Suppose \(D \subset \mathbb{R}\) is compact and \(f: D \rightarrow \mathbb{R}\) is continuous. Then \(f\) is uniformly continuous on \(D .\)
- Proof
-
Let \(\epsilon>0\) be given. For every \(x \in D,\) choose \(\delta_{x}\) such that
\[|f(x)-f(y)|<\frac{\epsilon}{2}\]
whenever \(y \in D\) and \(|x-y|<\delta_{x} .\) Let
\[J_{x}=\left(x-\frac{\delta_{x}}{2}, x+\frac{\delta_{x}}{2}\right).\]
Then \(\left\{J_{x}: x \in D\right\}\) is an open cover of \(D\).
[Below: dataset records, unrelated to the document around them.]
PR #2219, opened 2022-01-10
Fix Gist file embed

AnthonyLedesma:
### Description

Gist embed seemed to have an issue embedding when any files were specified within the Gist URI. Similar to previous Gist solutions we need a custom solution to load files that include uppercase.

There was another issue where `isActive` was being evaluated as true regardless of `providerNameSlug`. This means that if a user were to select the `core/embed` block from the inserter, that the Gist variation would show regardless. Changes here allow for Gist variation to show when inserting `coblocks/gist`.

### Screenshots

image

### Types of changes

New PHP logic and minor change to JS.

### How has this been tested?

Tested manually in the browser using test Gists.

https://gist.github.com/AnthonyLedesma/33ad1a8cd86da3b6bddbdefa432cb51d
https://gist.github.com/AnthonyLedesma/7d0352e8bc50a8a009c2b930f23d110d

### Checklist:
- [x] My code is tested

### DIFF
--- a/src/blocks/gist/index.js
+++ b/src/blocks/gist/index.js
@@ -14,8 +14,8 @@ import transforms from './transforms';
  * WordPress dependencies
  */
 import { __ } from '@wordpress/i18n';
-import { Icon } from '@wordpress/components';
 import { dispatch } from '@wordpress/data';
+import { Icon } from '@wordpress/components';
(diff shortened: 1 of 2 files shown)


EvanHerman (approved):
Looks good and it's working well on my end. I tested with a few more URLs and had no issue. Good work 👍

PR #1015, opened 2024-02-03
Add Resource-based simple constructors

### LINKED ISSUE #1011: Java 21+: Ensure `simple` client is closed
Java 21 adds methods to close a `HttpClient` and also makes it implement `AutoCloseable`: https://bugs.openjdk.org/browse/JDK-8267140

Ideally, http4s-jdk-http-client should leverage this and expose the `simple` client wrapped in a `Resource` to ensure the client is properly closed and cleaned up after use. Not sure how this can be achieved without requiring Java 21+ though, needs research.

ybasket:
As Java 21+ allows explicitly closing clients, this adds new constructors that return the clients wrapped in a `Resource`. On older Java versions, the release is a no-op, on newer it enforces the cleanup of resources.

Also ensures the websocket client closes the input channel on release so the connection gets properly closed.

Closes #1011

### DIFF
--- a/build.sbt
+++ b/build.sbt
@@ -80,7 +80,7 @@ ThisBuild / developers := List(
 )
 
 ThisBuild / tlJdkRelease := Some(11)
-ThisBuild / githubWorkflowJavaVersions := Seq("11", "17").map(JavaSpec.temurin(_))
+ThisBuild / githubWorkflowJavaVersions := Seq("11", "17", "21").map(JavaSpec.temurin(_))
 ThisBuild / tlCiReleaseBranches := Seq("series/0.9")
 ThisBuild / tlSitePublishBranch := Some("series/0.9")
 
@@ -109,8 +109,8 @@ lazy val docsSettings =
       "HTTP4S_VERSION_SHORT" -> http4sV.split("\\.").take(2).mkString("."),
       "SCALA_VERSION" -> CrossVersion.binaryScalaVersion(scalaVersion.value),
       "SCALA_VERSIONS" -> formatCrossScalaVersions((core / crossScalaVersions).value.toList)
-    ),
-    unusedCompileDependenciesFilter -= moduleFilter()
+    )
+    // unusedCompileDependenciesFilter -= moduleFilter()
   )
 
 def formatCrossScalaVersions(crossScalaVersions: List[String]): String = {
--- a/core/src/main/scala/org/http4s/jdkhttpclient/JdkHttpClient.scala
+++ b/core/src/main/scala/org/http4s/jdkhttpclient/JdkHttpClient.scala
@@ -243,9 +243,27 @@ object JdkHttpClient {
     * [[cats.effect.kernel.Async.executor executor]], sets the
     * [[org.http4s.client.defaults.ConnectTimeout default http4s connect timeout]], and disables
     * [[https://github.com/http4s/http4s-jdk-http-client/issues/200 TLS 1.3 on JDK 11]].
+    *
+    * On Java 21 and higher, prefer [[simpleResource]] as it actively closes the underlying client,
+    * releasing its resources early.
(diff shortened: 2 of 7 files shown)


core/src/main/scala/org/http4s/jdkhttpclient/JdkHttpClient.scala
```diff
@@ -243,10 +243,28 @@ object JdkHttpClient {
...
+    * releasing its resources early.
     */
   def simple[F[_]](implicit F: Async[F]): F[Client[F]] =
     defaultHttpClient[F].map(apply(_))
 
+  /** Like [[simple]], but wraps the client in a [[cats.effect.Resource Resource]] to ensure it's
+    * properly shut down on JVM 21 and higher. On lower Java versions, closing the resource does
+    * nothing (garbage collection will eventually clean up the client).
+    */
+  def simpleResource[F[_]](implicit F: Async[F]): Resource[F, Client[F]] =
```
ybasket, line 257: Name is up for discussion, I don't particular like `simpleResource`, but at least it's rather clear.

amesgen: As already mentioned in https://github.com/http4s/http4s-jdk-http-client/issues/1011#issuecomment-1919676958, we could just change the signature of `simple` and cut a 0.10 release; it should be rather simple for users to migrate.

build.sbt
```diff
@@ -1,4 +1,5 @@
 import com.typesafe.tools.mima.core._
+import explicitdeps.ExplicitDepsPlugin.autoImport.moduleFilterRemoveValue
```
amesgen, line 2: Is this due to https://github.com/cb372/sbt-explicit-dependencies/issues/33?

ybasket: Yes.

core/src/main/scala/org/http4s/jdkhttpclient/JdkHttpClient.scala
hamnis: I think we should rename `simple` and `simpleResource` to something like `unsafeDefault` and `default`. We should encourage users to do the right thing (using the resource variant)

We can do that in a 0.10 release, or deprecate simple in this and create new new constructors.

ybasket: @hamnis I can adjust the names, no problem, just a bit unsure about the `unsafe` prefix. On everything below Java 21, it's actually not unsafe in the sense CE usually uses this, but the only thing you can have (the `Resource` variant won't close anything there either). 
So maybe a 0.10 with `simple` (returning a `Resource`, by re-using the name users get nudged towards this) and a `def forEffect[F[_]: Async]: F[Client[F]]` (or any better name) with docs explaining the caveats on Java 21+?

hamnis: do we really need the forEffect constructor? Do we lose anything with just having the `simple` | `default` | `insertyournamehere` resource constructor ?

ybasket: @hamnis It may cause some (unnecessary) trouble for users who now need to bubble up `Resource` usage in case they hadn't so far. But as `allocated` is safe on Java below 21, I changed the PR to only offer `def simple[F[_]: Async]: Resource[F, …]` and mentioned `allocated` in the docs, so people have a hint on a workaround. Hope that's a fair compromise!

ybasket: Obviously, that means MiMa is unhappy and we need to release it as `0.10`.

hamnis (approved):

PR #1132, opened 2024-11-07
Merge to main

hamnis:
Includes #1129

No major merge conflicts arose here, all were easy to resolve.

PR #1134, opened 2024-11-07
Merge to main 

hamnis:
This is now the correct merge branch.

I apologize for my mistake.

I merged  https://github.com/http4s/http4s-jdk-http-client/pull/1132 to the wrong branch, and now we have lots of wrong commits in `series/0.9`

I reverted the merge in a follow-up PR, but not sure how or if we should resolve this.

The fix can be to rebase series/0.9 to 2b71c70c75a7abfb93166de60931e2fd27c665e7 or do nothing since the change was reverted.


rossabaker (approved):
No worries on the bad branch.  I force-pushed it back, just so the history is undisturbed.  And the commit is in the lineage of this PR, so there shouldn't be any subsequent merge pain.

PR #1146, opened 2024-12-07
Handle http/2 request body without content-length

hamnis:
Http/2 is always streaming, so setting content-length is optional.

### DIFF
--- a/core/src/main/scala/org/http4s/jdkhttpclient/JdkHttpClient.scala
+++ b/core/src/main/scala/org/http4s/jdkhttpclient/JdkHttpClient.scala
@@ -24,6 +24,7 @@ import fs2.Chunk
 import fs2.Stream
 import fs2.concurrent.SignallingRef
 import fs2.interop.flow
+import org.http4s.EmptyBody
 import org.http4s.Header
 import org.http4s.Headers
 import org.http4s.HttpVersion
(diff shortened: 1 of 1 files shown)


core/src/main/scala/org/http4s/jdkhttpclient/JdkHttpClient.scala
```diff
@@ -63,10 +63,15 @@ object JdkHttpClient {
     def convertRequest(req: Request[F]): Resource[F, HttpRequest] =
       flow.toPublisher(req.body.chunks.map(_.toByteBuffer)).evalMap { publisher =>
         convertHttpVersionFromHttp4s[F](req.httpVersion).map { version =>
+          def isStreaming = version match {
+            case HttpClient.Version.HTTP_1_1 => req.isChunked
+            case HttpClient.Version.HTTP_2 => req.contentLength.isEmpty
```
danicheg, line 68: At first glance, this seems a little tricky. But given the streaming nature, I think relying on `req.body eq Stream.empty[Nothing]` is hardly a better option.

core/src/main/scala/org/http4s/jdkhttpclient/JdkHttpClient.scala
```diff
@@ -63,10 +63,15 @@ object JdkHttpClient {
     def convertRequest(req: Request[F]): Resource[F, HttpRequest] =
       flow.toPublisher(req.body.chunks.map(_.toByteBuffer)).evalMap { publisher =>
         convertHttpVersionFromHttp4s[F](req.httpVersion).map { version =>
+          def isStreaming = version match {
```
danicheg, line 66: To reduce confusion, I'd suggest renaming it. One might assume that `HTTP/2` mandates the streamed body or the presence of `Content-Length` to distinguish that the body is not streamed (while the streamed body alongside `Content-Length` is ok in HTTP/2). IMHO, something implying `consumeFully` might be fine.
```suggestion
          def consumeFully = version match {
```

danicheg (commented):
Not blocking progress, just sharing some food for thought.

core/src/main/scala/org/http4s/jdkhttpclient/JdkHttpClient.scala
```diff
@@ -63,16 +64,24 @@ object JdkHttpClient {
...
                 BodyPublishers.fromPublisher(publisher)
               else
                 req.contentLength match {
                   case Some(length) if length > 0L =>
                     BodyPublishers.fromPublisher(publisher, length)
-                  case _ => BodyPublishers.noBody
+                  case _ =>
+                    // If we dont do this, we might block finalization
+                    publisher.subscribe(DrainingSubscriber)
+                    BodyPublishers.noBody
```
danicheg, line 84: 👍🏻

samspills (approved):

PR #1148, opened 2024-12-10
Merge series/0.10 to main

hamnis:
A bit complicated merge in JdkHttpClient.

Please review

### DIFF
--- a/build.sbt
+++ b/build.sbt
@@ -1,4 +1,5 @@
 import com.typesafe.tools.mima.core._
+import explicitdeps.ExplicitDepsPlugin.autoImport.moduleFilterRemoveValue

Since \(D\) is compact, there must exist \(x_{1}, x_{2}, \ldots, x_{n}, n \in Z^{+},\) such that \(J_{x_{1}}, J_{x_{2}}, \ldots, J_{x_{n}}\) is an open cover of \(D .\) Let \(\delta\) be the smallest of
\[\frac{\delta_{x_{1}}}{2}, \frac{\delta_{x_{2}}}{2}, \ldots, \frac{\delta_{x_{n}}}{2}.\]
Now let \(x, y \in D\) with \(|x-y|<\delta .\) Then for some integer \(k, 1 \leq k \leq n, x \in J_{x_{k}},\) that is,
\[\left|x-x_{k}\right|<\frac{\delta_{x_{k}}}{2}.\]
Moreover,
\[\left|y-x_{k}\right| \leq|y-x|+\left|x-x_{k}\right|<\delta+\frac{\delta_{x_{k}}}{2} \leq \delta_{x_{k}}.\]
Hence
\[|f(x)-f(y)| \leq\left|f(x)-f\left(x_{k}\right)\right|+\left|f\left(x_{k}\right)-f(y)\right|<\frac{\epsilon}{2}+\frac{\epsilon}{2}=\epsilon .\]
Q.E.D.
Suppose \(D \subset \mathbb{R}\) and \(f: D \rightarrow \mathbb{R}\) is uniformly continuous. Show that if \(\left\{x_{n}\right\}_{n \in I}\) is a Cauchy sequence in \(D,\) then \(\left\{f\left(x_{n}\right)\right\}_{n \in I}\) is a Cauchy sequence in \(f(D) .\)
Suppose \(f:(0,1) \rightarrow \mathbb{R}\) is uniformly continuous. Show that \(f(0+)\) exists.
Suppose \(f: \mathbb{R} \rightarrow \mathbb{R}\) is continuous and \(\lim _{x \rightarrow-\infty} f(x)=0\) and \(\lim _{x \rightarrow+\infty} f(x)=0 .\) Show that \(f\) is uniformly continuous.